┏━━

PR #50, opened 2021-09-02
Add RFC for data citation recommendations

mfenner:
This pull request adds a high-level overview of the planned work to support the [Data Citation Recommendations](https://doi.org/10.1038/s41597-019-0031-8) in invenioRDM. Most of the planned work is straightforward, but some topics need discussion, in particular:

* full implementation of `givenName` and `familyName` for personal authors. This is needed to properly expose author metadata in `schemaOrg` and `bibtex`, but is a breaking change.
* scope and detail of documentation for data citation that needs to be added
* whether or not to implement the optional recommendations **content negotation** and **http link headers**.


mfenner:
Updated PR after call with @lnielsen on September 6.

┗━━
┏━━

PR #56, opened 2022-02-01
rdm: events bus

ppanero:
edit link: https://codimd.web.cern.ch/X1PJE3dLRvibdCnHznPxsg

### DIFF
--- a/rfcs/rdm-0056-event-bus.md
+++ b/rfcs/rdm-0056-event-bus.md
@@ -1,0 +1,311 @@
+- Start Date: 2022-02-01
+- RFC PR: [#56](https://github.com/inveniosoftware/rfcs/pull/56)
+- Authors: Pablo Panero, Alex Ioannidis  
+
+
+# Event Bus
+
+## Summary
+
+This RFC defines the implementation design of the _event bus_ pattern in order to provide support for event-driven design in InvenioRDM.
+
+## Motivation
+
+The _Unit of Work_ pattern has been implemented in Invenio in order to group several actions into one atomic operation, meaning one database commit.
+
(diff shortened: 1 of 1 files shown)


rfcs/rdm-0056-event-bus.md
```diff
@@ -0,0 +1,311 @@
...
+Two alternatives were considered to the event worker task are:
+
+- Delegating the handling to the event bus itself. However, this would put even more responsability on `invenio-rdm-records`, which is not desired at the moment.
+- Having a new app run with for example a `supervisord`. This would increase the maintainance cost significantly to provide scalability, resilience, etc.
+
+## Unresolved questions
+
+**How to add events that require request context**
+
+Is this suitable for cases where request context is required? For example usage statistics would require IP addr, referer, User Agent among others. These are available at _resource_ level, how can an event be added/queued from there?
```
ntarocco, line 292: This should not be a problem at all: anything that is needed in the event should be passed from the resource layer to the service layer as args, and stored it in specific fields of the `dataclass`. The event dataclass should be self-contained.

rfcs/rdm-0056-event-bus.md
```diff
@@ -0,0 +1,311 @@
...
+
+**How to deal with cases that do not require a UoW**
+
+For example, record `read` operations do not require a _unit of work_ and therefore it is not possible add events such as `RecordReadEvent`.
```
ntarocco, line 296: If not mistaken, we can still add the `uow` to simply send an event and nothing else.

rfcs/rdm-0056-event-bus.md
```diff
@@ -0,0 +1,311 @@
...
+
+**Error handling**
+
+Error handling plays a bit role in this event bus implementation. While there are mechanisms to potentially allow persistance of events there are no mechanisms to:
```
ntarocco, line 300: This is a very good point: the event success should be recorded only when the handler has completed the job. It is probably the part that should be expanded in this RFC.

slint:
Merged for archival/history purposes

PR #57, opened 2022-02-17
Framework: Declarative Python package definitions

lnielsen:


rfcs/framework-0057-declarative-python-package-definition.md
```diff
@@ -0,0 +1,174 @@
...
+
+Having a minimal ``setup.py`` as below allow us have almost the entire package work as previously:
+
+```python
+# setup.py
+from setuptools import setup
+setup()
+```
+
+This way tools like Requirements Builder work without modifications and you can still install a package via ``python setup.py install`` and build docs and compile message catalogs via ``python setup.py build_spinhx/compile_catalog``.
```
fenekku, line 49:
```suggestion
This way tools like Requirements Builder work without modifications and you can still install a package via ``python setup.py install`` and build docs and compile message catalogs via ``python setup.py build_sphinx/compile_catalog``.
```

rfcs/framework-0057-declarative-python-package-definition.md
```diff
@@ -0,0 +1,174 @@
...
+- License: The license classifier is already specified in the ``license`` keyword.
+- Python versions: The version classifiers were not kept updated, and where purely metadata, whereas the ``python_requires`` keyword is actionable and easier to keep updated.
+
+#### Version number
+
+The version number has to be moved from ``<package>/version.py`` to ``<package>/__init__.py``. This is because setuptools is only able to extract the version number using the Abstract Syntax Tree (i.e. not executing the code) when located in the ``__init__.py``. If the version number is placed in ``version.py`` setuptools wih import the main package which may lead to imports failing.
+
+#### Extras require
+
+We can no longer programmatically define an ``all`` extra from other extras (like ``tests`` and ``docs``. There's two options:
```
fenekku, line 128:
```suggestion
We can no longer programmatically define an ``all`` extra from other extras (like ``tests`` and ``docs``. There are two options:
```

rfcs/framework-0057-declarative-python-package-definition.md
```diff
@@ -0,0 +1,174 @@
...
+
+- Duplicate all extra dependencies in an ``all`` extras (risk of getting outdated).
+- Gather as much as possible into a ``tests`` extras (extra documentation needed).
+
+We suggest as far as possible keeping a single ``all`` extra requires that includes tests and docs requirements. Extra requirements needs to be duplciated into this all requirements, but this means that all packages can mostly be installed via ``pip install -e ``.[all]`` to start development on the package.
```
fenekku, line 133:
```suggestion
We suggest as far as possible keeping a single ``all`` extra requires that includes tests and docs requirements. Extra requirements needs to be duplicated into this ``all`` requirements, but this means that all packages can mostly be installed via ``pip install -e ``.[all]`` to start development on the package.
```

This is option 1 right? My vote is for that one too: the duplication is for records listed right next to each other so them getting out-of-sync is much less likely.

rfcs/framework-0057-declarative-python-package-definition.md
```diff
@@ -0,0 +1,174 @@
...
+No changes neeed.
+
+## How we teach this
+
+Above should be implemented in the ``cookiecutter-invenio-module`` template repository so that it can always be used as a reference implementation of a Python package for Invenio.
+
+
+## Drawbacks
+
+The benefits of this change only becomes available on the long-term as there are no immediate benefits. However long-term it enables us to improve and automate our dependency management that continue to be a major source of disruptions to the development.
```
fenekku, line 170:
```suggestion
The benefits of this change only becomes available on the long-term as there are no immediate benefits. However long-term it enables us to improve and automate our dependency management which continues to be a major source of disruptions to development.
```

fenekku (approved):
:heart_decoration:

┗━━

- **WHAT IS BEING ASKED**
Set down, exactly as they stand above, the lines starting with the line with "PR #50, opened 2021-09-02" and going on through the line with "This pull request", and no others.

- **YOUR RESPONSE**
PR #50, opened 2021-09-02
Add RFC for data citation recommendations

mfenner:
This pull request adds a high-level overview of the planned work to support the [Data Citation Recommendations](https://doi.org/10.1038/s41597-019-0031-8) in invenioRDM. Most of the planned work is straightforward, but some topics need discussion, in particular:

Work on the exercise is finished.